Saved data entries

PR #7488, opened 2016-03-27
Protect against deleted AssetRequest access

jherico:
A bugsplat dump showed a clear null pointer access in one of the AssetRequest callback methods.  it looks like progress message can sometimes be handled after a finished signal destroys the object.

This PR may be overzealous in terms of protection, as I'm not sure which callbacks can potentially be triggered after object deletion, but better to err on the side of caution, IMO.

### DIFF
--- a/libraries/networking/src/AssetClient.cpp
+++ b/libraries/networking/src/AssetClient.cpp
@@ -202,6 +202,7 @@ AssetUpload* AssetClient::createUpload(const QByteArray& data) {
 
 bool AssetClient::getAsset(const QString& hash, DataOffset start, DataOffset end,
                            ReceivedAssetCallback callback, ProgressCallback progressCallback) {
+    Q_ASSERT(thread() == QThread::currentThread());
     if (hash.length() != SHA256_HASH_HEX_LENGTH) {
         qCWarning(asset_client) << "Invalid hash size";
         return false;
@@ -240,6 +241,7 @@ bool AssetClient::getAsset(const QString& hash, DataOffset start, DataOffset end
 }
 
 bool AssetClient::getAssetInfo(const QString& hash, GetInfoCallback callback) {
+    Q_ASSERT(thread() == QThread::currentThread());
     auto nodeList = DependencyManager::get<NodeList>();
     SharedNodePointer assetServer = nodeList->soloNodeOfType(NodeType::AssetServer);
 
--- a/libraries/networking/src/AssetRequest.cpp
+++ b/libraries/networking/src/AssetRequest.cpp
@@ -59,80 +59,90 @@ void AssetRequest::start() {
     
     _state = WaitingForInfo;
     
+    QPointer<AssetRequest> that(this);
     auto assetClient = DependencyManager::get<AssetClient>();
-    assetClient->getAssetInfo(_hash, [this](bool responseReceived, AssetServerError serverError, AssetInfo info) {
-        _info = info;
+    assetClient->getAssetInfo(_hash, [that](bool responseReceived, AssetServerError serverError, AssetInfo info) {
+        if (that.isNull()) {
+            return;
+        }
+        that->_info = info;
 
         if (!responseReceived) {
-            _error = NetworkError;
+            that->_error = NetworkError;
         } else if (serverError != AssetServerError::NoError) {
             switch(serverError) {
                 case AssetServerError::AssetNotFound:
-                    _error = NotFound;
+                    that->_error = NotFound;
                     break;
                 default:
-                    _error = UnknownError;
+                    that->_error = UnknownError;
                     break;
             }
         }
 
-        if (_error != NoError) {
-            qCWarning(asset_client) << "Got error retrieving asset info for" << _hash;
-            _state = Finished;
-            emit finished(this);
+        if (that->_error != NoError) {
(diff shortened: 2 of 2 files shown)


jherico:
https://www.bugsplatsoftware.com/individualCrash/?id=2307&database=interface_alpha
possibly related to https://www.bugsplatsoftware.com/individualCrash/?id=2179&database=interface_alpha and https://app.asana.com/0/26225263936266/104506076099212

hifi-gustavo:
Build console output for commit: 279c275662974c114a8e43a9dad9cb12be578167 available at: https://gist.github.com/c93fd6e6cf35437efd9c<br/><br/>Installers available for download at: <br/>Windows: http://s3.amazonaws.com/hifi-public/pr-builds/HighFidelity-Alpha-PR7488.exe<br/>OS X: http://s3.amazonaws.com/hifi-public/pr-builds/HighFidelity-Alpha-PR7488.dmg

huffman:
Hmm, if the issue is with progress being emitted after finished then we probably have an issue in ReceivedMessage, PacketReceiver, or Connection. I can take a look, but I probably won't get to it until tomorrow morning. The bug you referenced is assigned to me and similar, probably the same issue.

libraries/networking/src/AssetClient.cpp
```diff
@@ -202,6 +202,7 @@ AssetUpload* AssetClient::createUpload(const QByteArray& data) {
 
 bool AssetClient::getAsset(const QString& hash, DataOffset start, DataOffset end,
                            ReceivedAssetCallback callback, ProgressCallback progressCallback) {
+    Q_ASSERT(thread() == QThread::currentThread());
```
birarda: this should already be guarded - the AssetRequest is on the AssetClient thread and `AssetRequest::start` ensures that the call is on the correct thread

libraries/networking/src/AssetRequest.cpp
```diff
@@ -59,80 +59,90 @@ void AssetRequest::start() {
     
     _state = WaitingForInfo;
     
+    QPointer<AssetRequest> that(this);
```
ZappoMan: I'm personally not really a fan of this `this` vs `that` naming pattern... But I won't block the merge for it... I'd rather the name be something like `pendingRequest` which I think is more clear...

Frankly - I think this is a case where lambdas make the code harder to read and understand...

The problem is the lambda as a callback can come at some very late unknown time... and so it can't trust the state of the objects referenced in it.

I don't have a better proposed solution, which is why I won't block the merge for this issue... but I think this underlying bug is a perfect example of how lamdas can get us in trouble.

▶ Task description:
The lines to output run from the one containing "Hmm, if the" to the last line of the entries; give them back exactly.

▶ Response area:
Hmm, if the issue is with progress being emitted after finished then we probably have an issue in ReceivedMessage, PacketReceiver, or Connection. I can take a look, but I probably won't get to it until tomorrow morning. The bug you referenced is assigned to me and similar, probably the same issue.

libraries/networking/src/AssetClient.cpp
```diff
@@ -202,6 +202,7 @@ AssetUpload* AssetClient::createUpload(const QByteArray& data) {
 
 bool AssetClient::getAsset(const QString& hash, DataOffset start, DataOffset end,
                            ReceivedAssetCallback callback, ProgressCallback progressCallback) {
+    Q_ASSERT(thread() == QThread::currentThread());
```
birarda: this should already be guarded - the AssetRequest is on the AssetClient thread and `AssetRequest::start` ensures that the call is on the correct thread

libraries/networking/src/AssetRequest.cpp
```diff
@@ -59,80 +59,90 @@ void AssetRequest::start() {
     
     _state = WaitingForInfo;
     
+    QPointer<AssetRequest> that(this);
```
ZappoMan: I'm personally not really a fan of this `this` vs `that` naming pattern... But I won't block the merge for it... I'd rather the name be something like `pendingRequest` which I think is more clear...

Frankly - I think this is a case where lambdas make the code harder to read and understand...

The problem is the lambda as a callback can come at some very late unknown time... and so it can't trust the state of the objects referenced in it.

I don't have a better proposed solution, which is why I won't block the merge for this issue... but I think this underlying bug is a perfect example of how lamdas can get us in trouble.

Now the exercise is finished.